> [Exercise goal] Can you reproduce the data beneath, keeping every line exact?

'''

PR #1339, opened 2023-07-21
[vpdq] Add downsample test hashes

ianwal:
Summary
---------

Add 128x128 downsample hashes to utilize the previously added downsample regression test.

Generated using `generate_hashes.py` on the main branch.

Test Plan
---------

Test with videos and see that when downsampled they pass.


Dcallies (approved):
Thanks for doing this!

PR #1341, opened 2023-08-04
Add Postgres to dev environment

dougneal:
Summary
---------

Switch the devcontainer config to use docker-compose to bring up a Postgres container in addition to the Flask app container.

Test Plan
---------

Rebuild dev container environment in VSCode

### DIFF
--- a/open-media-match/.devcontainer/omm_config.py
+++ b/open-media-match/.devcontainer/omm_config.py
@@ -1,0 +1,6 @@
+# Database configuration
+DBUSER = 'media_match'
+DBPASS = 'hunter2'
+DBHOST = 'db'
+DBNAME = 'media_match'
+DATABASE_URI = f"postgresql+psycopg2://{DBUSER}:{DBPASS}@{DBHOST}/{DBNAME}"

'''

> [Response area]
PR #1339, opened 2023-07-21
[vpdq] Add downsample test hashes

ianwal:
Summary
---------

Add 128x128 downsample hashes to utilize the previously added downsample regression test.

Generated using `generate_hashes.py` on the main branch.

Test Plan
---------

Test with videos and see that when downsampled they pass.


Dcallies (approved):
Thanks for doing this!

PR #1341, opened 2023-08-04
Add Postgres to dev environment

dougneal:
Summary
---------

Switch the devcontainer config to use docker-compose to bring up a Postgres container in addition to the Flask app container.

Test Plan
---------

Rebuild dev container environment in VSCode

### DIFF
--- a/open-media-match/.devcontainer/omm_config.py
+++ b/open-media-match/.devcontainer/omm_config.py
@@ -1,0 +1,6 @@
+# Database configuration
+DBUSER = 'media_match'
+DBPASS = 'hunter2'
+DBHOST = 'db'
+DBNAME = 'media_match'
+DATABASE_URI = f"postgresql+psycopg2://{DBUSER}:{DBPASS}@{DBHOST}/{DBNAME}"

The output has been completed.